Support for arbitrary numbers of semantic channels.

hoojaoh · Apr 26, 2016 · 4647811 · 4647811
1 parent 7fc07f7
commit 4647811
Showing 1 changed file with 53 additions and 50 deletions.
diff --git a/doodle.py b/doodle.py
@@ -212,14 +212,15 @@ class NeuralGenerator(object):
     """
 
     def __init__(self):
+        """Constructor sets up global variables, loads and validates files, then builds the model.
+        """
         self.start_time = time.time()
-        self.model = Model()
-
         self.style_cache = {}
         self.style_layers = args.style_layers.split(',')
         self.content_layers = args.content_layers.split(',')
-        self.all_layers = self.style_layers + self.content_layers
+        self.used_layers = self.style_layers + self.content_layers
 
+        # Prepare file output and load files specified as input.
         if args.save_every is not None:
             os.makedirs('frames', exist_ok=True)
         if args.output is not None and os.path.isfile(args.output):
@@ -234,6 +235,7 @@ def __init__(self):
             print("  - No content files found; result depends on seed only.")
         print(ansi.ENDC, end='')
 
+        # Display some useful errors if the user's input can't be undrestood.
         if self.style_img_original is None:
             error("Couldn't find style image as expected.",
                   "  - Try making sure `{}` exists and is a valid image.".format(args.style))

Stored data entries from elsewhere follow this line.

PR #567, opened 2020-04-22
Enforce array in method prototypes when appropriate

mvorisek:
Partial implementation of #554

- `typecastLoadRow()` method does no longer accepts null
- other method prototypes were cleaned up, mostly return types, needs more attention probably only if you override these methods

### DIFF
--- a/src/Action/Iterator.php
+++ b/src/Action/Iterator.php
@@ -161,20 +161,16 @@ class Iterator
 
     /**
      * Return all data inside array.
-     *
-     * @return array
      */
-    public function get()
+    public function get(): array
     {
         return iterator_to_array($this->generator, true);
     }
 
     /**
      * Return one row of data.
-     *
-     * @return array
      */
-    public function getRow()
+    public function getRow(): array
     {
         $row = $this->generator->current();
         $this->generator->next();
--- a/src/Model.php
+++ b/src/Model.php
@@ -465,7 +465,7 @@ class Model implements \IteratorAggregate
      *
      * @return array [field => err_spec]
      */
-    public function validate($intent = null)
+    public function validate($intent = null): array
     {
         $errors = [];
         foreach ($this->hook(self::HOOK_VALIDATE, [$intent]) as $handler_error) {
@@ -652,7 +652,7 @@ class Model implements \IteratorAggregate
      *
      * @return Field[]
      */
-    public function getFields($filter = null)
+    public function getFields($filter = null): array
     {
         if ($filter === null) {
             return $this->fields;
@@ -872,10 +872,8 @@ class Model implements \IteratorAggregate
 
     /**
      * Returns array of model record titles [id => title].
-     *
-     * @return array
      */
-    public function getTitles()
+    public function getTitles(): array
     {
         $field = $this->title_field && $this->hasField($this->title_field) ? $this->title_field : $this->id_field;
 
@@ -1235,11 +1233,9 @@ class Model implements \IteratorAggregate
      * Use this instead of save() if you want to squeeze a
      * little more performance out.
      *
-     * @param array $data
-     *
      * @return $this
      */
-    public function saveAndUnload($data = [])
+    public function saveAndUnload(array $data = [])
     {
         $ras = $this->reload_after_save;
         $this->reload_after_save = false;
@@ -1538,8 +1534,6 @@ class Model implements \IteratorAggregate
     /**
      * Save record.
      *
-     * @param array $data
-     *
      * @return $this
      */
     public $_dirty_after_reload = [];
@@ -1668,8 +1662,7 @@ class Model implements \IteratorAggregate
      * This is a temporary method to avoid code duplication, but insert / import should
      * be implemented differently.
      *
-     * @param Model $m   Model where to insert
-     * @param array $row Data row to insert
+     * @param Model $m Model where to insert
      */
     protected function _rawInsert(self $m, array $row)
     {
@@ -1749,7 +1742,7 @@ class Model implements \IteratorAggregate
      * @param string     $key_field     Optional name of field which value we will use as array key
      * @param bool       $typecast_data Should we typecast exported data
      */
-    public function export($fields = null, $key_field = null, $typecast_data = true): array
+    public function export(array $fields = null, $key_field = null, $typecast_data = true): array
     {
         if (!$this->persistence->hasMethod('export')) {
             throw new Exception('Persistence does not support export()');
@@ -1765,7 +1758,7 @@ class Model implements \IteratorAggregate
         $key_field_added = false;
 
         // prepare array with field names
-        if (!is_array($fields)) {
+        if ($fields === null) {
             $fields = [];
 
             if ($this->only_fields) {
@@ -1827,7 +1820,7 @@ class Model implements \IteratorAggregate
      *
      * @return mixed
      */
-    public function getIterator()
+    public function getIterator(): iterable
     {
         foreach ($this->rawIterator() as $data) {
             $this->data = $this->persistence->typecastLoadRow($this, $data);
@@ -1870,10 +1863,8 @@ class Model implements \IteratorAggregate
 
     /**
      * Returns iterator.
-     *
-     * @return \Iterator
      */
-    public function rawIterator()
+    public function rawIterator(): iterable
     {
         return $this->persistence->prepareIterator($this);
     }
--- a/src/Model.php
+++ b/src/Model.php
@@ -1988,7 +1988,7 @@ class Model implements \IteratorAggregate
      * join will also query $foreign_table in order to find additional fields. When inserting
      * the record will be also added inside $foreign_table and relationship will be maintained.
      *
-     * @param array  $defaults
+     * @param array $defaults
      *
      * @return Join
      */
@@ -2013,7 +2013,7 @@ class Model implements \IteratorAggregate
      *
      * @see join()
      *
-     * @param array  $defaults
+     * @param array $defaults
      *
      * @return Join
      */
--- a/src/Model.php
+++ b/src/Model.php
@@ -1988,12 +1988,11 @@ class Model implements \IteratorAggregate
      * join will also query $foreign_table in order to find additional fields. When inserting
      * the record will be also added inside $foreign_table and relationship will be maintained.
      *
-     * @param string $foreign_table
      * @param array  $defaults
      *
      * @return Join
      */
-    public function join($foreign_table, $defaults = [])
+    public function join(string $foreign_table, $defaults = [])
     {
         if (!is_array($defaults)) {
             $defaults = ['master_field' => $defaults];
@@ -2014,12 +2013,11 @@ class Model implements \IteratorAggregate
      *
      * @see join()
      *
-     * @param string $foreign_table
      * @param array  $defaults
      *
      * @return Join
      */
-    public function leftJoin($foreign_table, $defaults = [])
+    public function leftJoin(string $foreign_table, $defaults = [])
     {
         if (!is_array($defaults)) {
             $defaults = ['master_field' => $defaults];
--- a/src/Persistence/Array_.php
+++ b/src/Persistence/Array_.php
@@ -78,7 +78,7 @@ class Array_ extends Persistence
     /**
      * Loads model and returns data record.
      *
-     * @param mixed  $id
+     * @param mixed $id
      */
     public function load(Model $m, $id, string $table = null): array
     {
@@ -99,7 +99,7 @@ class Array_ extends Persistence
      * Tries to load model and return data record.
      * Doesn't throw exception if model can't be loaded.
      *
-     * @param mixed  $id
+     * @param mixed $id
      */
     public function tryLoad(Model $m, $id, string $table = null): ?array
     {
@@ -142,7 +142,7 @@ class Array_ extends Persistence
     /**
      * Inserts record in data array and returns new record ID.
      *
-     * @param array  $data
+     * @param array $data
      *
      * @return mixed
      */
@@ -166,8 +166,8 @@ class Array_ extends Persistence
     /**
      * Updates record in data array and returns record ID.
      *
-     * @param mixed  $id
-     * @param array  $data
+     * @param mixed $id
+     * @param array $data
      *
      * @return mixed
      */
@@ -191,7 +191,7 @@ class Array_ extends Persistence
     /**
      * Deletes record in data array.
      *
-     * @param mixed  $id
+     * @param mixed $id
      */
     public function delete(Model $m, $id, string $table = null)
     {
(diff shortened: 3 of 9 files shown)


mvorisek:
@DarkSide666 This will break BC too, but it is needed to improve the project quality. Ok?

src/Action/Iterator.php
```diff
@@ -110,9 +110,9 @@ public function order($fields)
 
         // prepare arguments for array_multisort()
         $args = [];
-        foreach ($fields as list($field, $desc)) {
+        foreach ($fields as list($field, $direction)) {
             $args[] = array_column($data, $field);
-            $args[] = $desc ? SORT_DESC : SORT_ASC;
+            $args[] = strtolower($direction) === 'desc' ? SORT_DESC : SORT_ASC;
```
DarkSide666: Currently it also supported `$direction===true` or any other value which casts to true so this is BC break.
Also maybe we could allow to pass `SORT_ASC` and `SORT_DESC` here too as $direction.

src/Model.php
```diff
@@ -718,15 +714,14 @@ public function isDirty($fields = [])
...
-    public function getFields($filter = null)
+    public function getFields($filter = null): array
     {
-        if (!$filter) {
+        if ($filter === null) {
             return $this->fields;
+        } elseif (is_string($filter)) {
+            $filter = [$filter];
         }
-        $filter = is_string($filter) ? explode(',', $filter) : $filter;
```
DarkSide666: BR break - no more support string as CSV.

src/Model.php
```diff
@@ -754,33 +749,19 @@ public function getFields($filter = null)
...
-                return $this;
-            } elseif ($field instanceof self) {
-                $this->data = $field->data;
-                //$this->id = $field->id;
-
-                return $this;
-            } else {
-                $value = $field;
-                $field = $this->title_field;
+        if (func_num_args() === 1) {
```
DarkSide666: Not validating if $field is array at all (should be of course).

src/Model.php
```diff
@@ -754,33 +749,19 @@ public function getFields($filter = null)
...
      *
      * @return $this
      */
     public function set($field, $value = null)
     {
-        if (func_num_args() == 1) {
-            if (is_array($field)) {
-                foreach ($field as $key => $value) {
-                    if ($key === '0' || $key === 0) {
-                        $this->set($value);
```
DarkSide666: i wonder what was this strange functionality for...

src/Model.php
```diff
@@ -754,33 +749,19 @@ public function getFields($filter = null)
...
-                    } else {
-                        $this->set($key, $value);
-                    }
-                }
-
-                return $this;
-            } elseif ($field instanceof self) {
-                $this->data = $field->data;
```
DarkSide666: i guess this was like cloning model loaded data to another model - not sure if needed. i never used set() like that.
This can be replaced by `$model->set($another_model->get());` I guess. Or `$another_model->saveAs($model)` maybe.

src/Model.php
```diff
@@ -754,33 +749,19 @@ public function getFields($filter = null)
...
-                //$this->id = $field->id;
-
-                return $this;
-            } else {
-                $value = $field;
-                $field = $this->title_field;
```
DarkSide666: And this supported `$model->set('Foo');` which would automatically set model title_field to 'foo'. Could be handy. Not sure if we used it somewhere. Maybe in data import / lookup of related records somewhere?

src/Model.php
```diff
@@ -1302,57 +1279,53 @@ public function addWith(self $model, string $alias, array $mapping = [], bool $r
...
+     * @param string|array $field
+     * @param string       $direction "asc" or "desc"
      *
      * @return $this
      */
-    public function setOrder($field, $desc = null)
+    public function setOrder($field, string $direction = 'asc')
     {
-        // fields passed as CSV string
-        if (is_string($field) && strpos($field, ',') !== false) {
```
DarkSide666: Drop CSV support again - BC break.

src/Model.php
```diff
@@ -1954,33 +1923,17 @@ public function save($data = [], Persistence $to_persistence = null)
...
+     * @param Model $m Model where to insert
      */
-    protected function _rawInsert($m, $row)
+    protected function _rawInsert($m, array $row)
     {
         $m->reload_after_save = false;
         $m->unload();
 
-        if (!is_array($row)) {
-            $row = [$m->title_field => $row];
```
DarkSide666: BC break - drops support for importing / inserting title_fields alone.

src/Model.php
```diff
@@ -1954,33 +1923,17 @@ public function save($data = [], Persistence $to_persistence = null)
...
-        }
-
         // Find any row values that do not correspond to fields, and they may correspond to
         // references instead
         $refs = [];
         foreach ($row as $key => $value) {
-
-            // no field exists
-            if ($field = $this->hasField($key)) {
```
DarkSide666: why we drop this ?

src/Persistence/Array_.php
```diff
@@ -81,10 +81,8 @@ public function add($m, $defaults = [])
      * @param Model  $m
      * @param mixed  $id
      * @param string $table
-     *
-     * @return array|false
      */
-    public function load(Model $m, $id, $table = null)
+    public function load(Model $m, $id, $table = null): array
```
DarkSide666: Looks like $table can be only string, so we can set type here. I doubt that somebody will set table name as integer.

src/Persistence/Array_.php
```diff
@@ -110,17 +108,15 @@ public function load(Model $m, $id, $table = null)
      * @param Model  $m
      * @param mixed  $id
      * @param string $table
-     *
-     * @return array|false
      */
-    public function tryLoad(Model $m, $id, $table = null)
+    public function tryLoad(Model $m, $id, $table = null): ?array
```
DarkSide666: Looks like $table can be only string, so we can set type here. I doubt that somebody will set table name as integer.

src/Persistence/Array_.php
```diff
@@ -132,17 +128,15 @@ public function tryLoad(Model $m, $id, $table = null)
      *
      * @param Model $m
      * @param mixed $table
-     *
-     * @return array|false
      */
-    public function tryLoadAny(Model $m, $table = null)
+    public function tryLoadAny(Model $m, $table = null): ?array
```
DarkSide666: Looks like $table can be only string, so we can set type here. I doubt that somebody will set table name as integer.

src/ValidationException.php
```diff
@@ -22,32 +22,22 @@ public function __construct($errors, $model = null, $intent = null)
     {
```
DarkSide666: Please set array type for $errors argument of constructor

tests/BusinessModelTest.php
```diff
@@ -222,12 +222,9 @@ public function testSetTitle()
     {
         $m = new Model();
         $m->addField('name');
-        $m->set('foo');
+        $m->set('name', 'foo');
```
DarkSide666: I think we can/should introduce `$model->setTitle()` method which could cover this functionality. Especially because we already have `$model->getTitle()`, so having also setTitle() is only logical, right?

tests/LimitOrderTest.php
```diff
@@ -46,9 +46,8 @@ public function testReverse()
         $ii->addExpression('total_gross', '[total_net]+[total_vat]');
         $ii->getField($ii->id_field)->system = false;
 
-        // pass parameters as CSV string
         $i = clone $ii;
-        $i->setOrder('total_net desc, total_gross desc');
```
DarkSide666: In few old projects there are a lot of such syntax, but ... well, I guess it have to go...

DarkSide666 (changes requested):

src/Action/Iterator.php
mvorisek: Yes, this is slighly questionable. I discovered some bugs because of this (like 'asc' was passed and evaluated to true), but with strict types (bug need to be enable on calling side) it might be worth to isolate this change into another PR. Wdyt?

src/Model.php
mvorisek: Explode like this should never ever be allowed. Strings may contain commas (or other delimiters) itself. Very important to get rid of this.

src/Model.php
mvorisek: Yes - important one, title field should be used solely for display.

src/Persistence/Array_.php
mvorisek: This PR probably does not solve this :)

tests/BusinessModelTest.php
mvorisek: No, title is not that special, this is bad, we should not use title in data at all (only support title field for ui)

title is non-sense from data perspective, title it often also not unique and so on...

tests/LimitOrderTest.php
mvorisek: This should be never allowed

tests/BusinessModelTest.php
DarkSide666: Title is also very useful in data not just UI. And I think it's nice to have shortcut method
`$model->setTitle('foo');` instead of `$model->set($model->title_field, 'foo');`
Same as `$model->getTitle()` instead of longer `$model->get($model->title_field);` (plus fallback to $model->id)

src/Persistence/Array_.php
mvorisek: @DarkSide666 I checked now - yes, `$table` must be scalar (it is used as an array key later) and for these reasons `string` is the only valid type. But SQL does not have this parameter - do we need table at all (any strong usecase)? We can remove it, user can still set it using `Model::table` then.

DarkSide666: Maybe some use-case related to audit (historical) table.
Can't imagine anything else now which can't be solved by setting Model::table.

DarkSide666 (approved):
LGTM just please fix tests first

src/Model.php
mvorisek: seems no longer presented...

src/Model.php
mvorisek: seems no longer presented...

src/ValidationException.php
mvorisek: done

src/Persistence/Array_.php
```diff
@@ -144,14 +142,13 @@ public function tryLoadAny(Model $m, $table = null): ?array
...
      * Inserts record in data array and returns new record ID.
      *
-     * @param array  $data
-     * @param string $table
+     * @param array $data
      *
      * @return mixed
      */
-    public function insert(Model $m, $data, $table = null)
+    public function insert(Model $m, $data, string $table = null)
```
DarkSide666, line 149: no array type for $data

src/Persistence/Array_.php
```diff
@@ -169,15 +166,14 @@ public function insert(Model $m, $data, $table = null)
...
-     * @param mixed  $id
-     * @param array  $data
-     * @param string $table
+     * @param mixed $id
+     * @param array $data
      *
      * @return mixed
      */
-    public function update(Model $m, $id, $data, $table = null)
+    public function update(Model $m, $id, $data, string $table = null)
```
DarkSide666, line 174: no array type for $data

src/Persistence/Array_.php
```diff
@@ -210,14 +205,13 @@ public function delete(Model $m, $id, $table = null)
...
      * Generates new record ID.
      *
-     * @param Model  $m
-     * @param string $table
+     * @param Model $m
      *
      * @return string
      */
-    public function generateNewId($m, $table = null)
+    public function generateNewId($m, string $table = null)
```
DarkSide666, line 212: No Model type for $m

src/Persistence/Array_.php
```diff
@@ -210,14 +205,13 @@ public function delete(Model $m, $id, $table = null)
     /**
      * Generates new record ID.
      *
-     * @param Model  $m
-     * @param string $table
+     * @param Model $m
      *
      * @return string
```
DarkSide666, line 210: return type is mixed not always string

src/Persistence/Array_.php
```diff
@@ -242,23 +236,18 @@ public function generateNewId($m, $table = null)
...
      * Export all DataSet.
      *
-     * @param array|null $fields
-     * @param bool       $typecast_data Should we typecast exported data
-     *
-     * @return array
+     * @param bool $typecast_data Should we typecast exported data
      */
-    public function export(Model $m, $fields = null, $typecast_data = true)
+    public function export(Model $m, array $fields = null, $typecast_data = true): array
```
DarkSide666, line 250: why not setting bool type for $typecast_data?

src/Persistence/Array_.php
```diff
@@ -293,11 +282,8 @@ public function initAction(Model $m, $fields = null)
 
     /**
      * Will set limit defined inside $m onto data.
-     *
-     * @param Model         $m
-     * @param ArrayIterator $action
      */
-    protected function setLimitOrder($m, $action)
+    protected function setLimitOrder(Model $m, \atk4\data\Action\Iterator &$action)
```
DarkSide666: Why reference markup - $action is object so it should be already passed as reference.

src/Persistence/Csv.php
```diff
@@ -351,37 +340,34 @@ public function insert(Model $m, $data)
...
      * Updates record in data array and returns record ID.
      *
-     * @param mixed  $id
-     * @param array  $data
-     * @param string $table
+     * @param mixed $id
+     * @param array $data
      */
-    public function update(Model $m, $id, $data, $table = null)
+    public function update(Model $m, $id, $data, string $table = null)
```
DarkSide666, line 346: type array for $data ?

src/Persistence/Csv.php
```diff
@@ -351,37 +340,34 @@ public function insert(Model $m, $data)
...
      * Generates new record ID.
      *
-     * @param Model  $m
-     * @param string $table
+     * @param Model $m
      *
      * @return string
      */
-    public function generateNewId($m, $table = null)
+    public function generateNewId($m, string $table = null)
```
DarkSide666, line 368: type Model for $m?

src/Persistence/Sql.php
```diff
@@ -859,12 +851,9 @@ public function insert(Model $m, array $data)
...
      * Export all DataSet.
      *
-     * @param array|null $fields
-     * @param bool       $typecast_data Should we typecast exported data
-     *
-     * @return array
+     * @param bool $typecast_data Should we typecast exported data
      */
-    public function export(Model $m, $fields = null, $typecast_data = true)
+    public function export(Model $m, array $fields = null, $typecast_data = true): array
```
DarkSide666, line 856: type bool for $typecast_data?

DarkSide666 (changes requested):

DarkSide666 (approved):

@@ -269,6 +271,13 @@ def __init__(self):
             error("Mismatch in number of channels for style and content semantic map.",
                   "  - Make sure both images are RGB, RGBA, or L.")
 
+        # Finalize the parameters based on what we loaded, then create the model.
+        args.semantic_weight = math.sqrt(9.0 / args.semantic_weight) if args.semantic_weight else 0.0
+        self.semantic_channel = {'3_1': 256, '4_1': 512}
+        print('SEMCHAN', self.semantic_channel)

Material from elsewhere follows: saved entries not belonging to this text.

PR #568, opened 2020-04-22
Simplify locale path getter

mvorisek:


mvorisek:
Tests should pass, retest once https://github.com/atk4/core/pull/174 is merged

tests/LocaleTest.php
```diff
@@ -19,8 +19,8 @@ public function testException()
 
     public function testGetPath()
     {
-        $path = implode(DIRECTORY_SEPARATOR, [dirname(__DIR__), 'src', '..', 'locale']).DIRECTORY_SEPARATOR;
-        $this->assertEquals($path, Locale::getPath());
+        $rootDir = realpath(dirname(__DIR__).'/src/..');
```
georgehristov, line 22: Test may fail having `/` here

mvorisek: Provide a enviroment conditions where it will fail.

Can you even imagine using it like: `require __DIR__ . DIRECTORY_SEPARATOR . 'example.php'`. I do not.

georgehristov (approved):
LGTM

PR #569, opened 2020-04-23
Model::setNull() - Allow field value unset

### LINKED ISSUE #542: Field value can not be unset (set to null) if field is not nullable
Setting of null value should be probably always allowed.

Use case: https://github.com/atk4/ui/blob/92150346e6ab5e81150d15759a2e866be38ea510/src/FormField/Lookup.php#L435

image

mvorisek:
Fix https://github.com/atk4/data/issues/542

Use case: https://github.com/atk4/ui/blob/06fc859685cdf5f9f3d19772f4305e9eac2d99c0/src/FormField/Lookup.php#L435


tests/FieldTest.php
```diff
@@ -889,4 +889,77 @@ public function testDateTimeFieldsToString()
...
+        $m->setNull('a');
+        $m->setNull('b');
+        $m->getField('c')->setNull();
+        $this->assertNull($m->get('a'));
+        $this->assertNull($m->get('b'));
+        $this->assertNull($m->get('c'));
+
+        // invalid value for set() - normalization must fail
+        $this->expectException(\atk4\data\Exception::class);
+        $m->set('c', null); // @TODO even "b"/mandatory field should fail!
```
mvorisek, line 924: @DarkSide666 Am I right, that with "b" field / mandatory field this should fail too?

DarkSide666: Yes `b` (`mandatory`) should also not allow `null` value, but allows empty string value.
Basically `mandatory` should be called `notNull` and `required` should be called `notEmpty`, but changing these property names would be big compatibility break and a lot of code to refactor again in actual projects which use atk4/data :(
Also one of these properties (not sure now which one it was) is more like UI specific property. I guess it's `required` (notEmpty) one, but again, changing that will break a lot of projects.

DarkSide666 (changes requested):

DarkSide666:
Please add:
```
        $this->expectException(\atk4\data\Exception::class);
        $m->set('b', null);
```

Besides that `setNull` method looks fine to me - like a bit of workaround, but fine.
Important is to not allow to set `null` value in _normal_ way with `set`. But if developer uses `setNull` then he should know what exactly he is doing - it can't happen accidentally, so it's fine then.

tests/FieldTest.php
mvorisek: @DarkSide666 Yes, I always need to look at the phpdoc for this. `notNull` and `notEmpty` will be perfect - ok to refactor? This project is still in very early stage. If we want to make this project big, I think we should not wait with these changes.

To the issue - can you propose a PR with fix before this is merged? The `mandatory` normalization/validation currently does not work.

mvorisek:
> 
> 
> Please add:
> 
> ```
>         $this->expectException(\atk4\data\Exception::class);
>         $m->set('b', null);
> ```
> 
> Besides that `setNull` method looks fine to me - like a bit of workaround, but fine.
> Important is to not allow to set `null` value in _normal_ way with `set`. But if developer uses `setNull` then he should know what exactly he is doing - it can't happen accidentally, so it's fine then.

See above, I want (and actually did), but the current implementation is broken...

mvorisek:
@DarkSide666 As this PR is complete, you can merge it and solve the `mandatory` bug later and change then the `924` line in tests to use `b` field.

tests/FieldTest.php
DarkSide666: Yes `notNull` and `notEmpty` would be perfect names for these properties, but changing that will break almost every single data model we have in all our projects :(
Can we change them in at least semi-compatible manner? Maybe introduce `isNotNull()` and `isNotEmpty()` methods for that and also use both property names just to keep some compatibility.
On the other hand of course it would be much better (cleaner code) to just change these property names everywhere. Also would like to have @romaninsh input on this. Sadly he's quite hard to catch lately.

DarkSide666:
> @DarkSide666 As this PR is complete, you can merge it and solve the `mandatory` bug later and change then the `924` line in tests to use `b` field.

OK I agree.

DarkSide666 (approved):

tests/FieldTest.php
mvorisek: @DarkSide666 The current design choose is actually a slightly different - `required` does not allow everything that evalueated with `empty()` to true, thus even not null, I understand that it may be handy to set one `required` property, but it is horrible design choice as `mandatory` can be false even if the field is effectively `mandatory`.

Rejecting empty values but still allowing null may be perfectly valid, at least in `atk4/data`.

Wdyt and what is your prefference? Two bool properties `notNull` and `notEmpty` ("empty" excl. null) or one enum property for all 4 possibilities?

DarkSide666: I do not see 4 possibilities here - only two.
* only restrict `null` values - everything else (empty string, zero, false etc.) is allowed
* restrict `null` *and* empty values - do not allow empty string, false, (not sure about this - i think zero should be allowed - it's legit value) zero, empty array etc.

Also there was idea that actually one of these properties more belong to UI than Data level, but it would be quite painful to move it somewhere else because of backward compatibility...

mvorisek: @DarkSide666 - no restriction, prevent null, prevent empty but allow null, prevent null and empty

DarkSide666: _prevent empty but allow null_ - I can't imagine of any use-case for this.

mvorisek: @DarkSide666 In data it is very common - null has meaning of N/A, not set yet, while empty means empty value is desired - and not always empty value should be allowed.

+        self.model = Model()
+
+
     #------------------------------------------------------------------------------------------------------------------
     # Helper Functions
     #------------------------------------------------------------------------------------------------------------------
@@ -288,14 +297,23 @@ def load_images(self, name, filename):
             error("The {} image and its semantic map have different resolutions. Either:".format(name),
                   "  - Resize {} to {}, or\n  - Resize {} to {}."\
                   .format(filename, map.shape[1::-1], mapname, img.shape[1::-1]))
-
         return img, map
 
     def compile(self, arguments, function):
         """Build a Theano function that will run the specified expression on the GPU.
         """
         return theano.function(list(arguments), function, on_unused_input='ignore')
 
+    def compute_norms(self, backend, layer, array):
+        return [backend.sqrt(backend.sum(array[:,:self.semantic_channel[layer]] ** 2.0, axis=(1,), keepdims=True)),
+                backend.sqrt(backend.sum(array[:,self.semantic_channel[layer]:] ** 2.0, axis=(1,), keepdims=True))]
+
+    def normalize_components(self, layer, array, norms):
+        if args.style_weight > 0.0:
+            array[:,:self.semantic_channel[layer]] /= (norms[0] * 3.0)
+        if args.semantic_weight > 0.0:
+            array[:,self.semantic_channel[layer]:] /= (norms[1] * args.semantic_weight)
+
 
     #------------------------------------------------------------------------------------------------------------------
     # Initialization & Setup
@@ -305,7 +323,7 @@ def prepare_content(self, scale=1.0):
         """Called each phase of the optimization, rescale the original content image and its map to use as inputs.
         """
         content_image = skimage.transform.rescale(self.content_img_original, scale) * 255.0
-        self.content_image = self.model.prepare_image(content_image)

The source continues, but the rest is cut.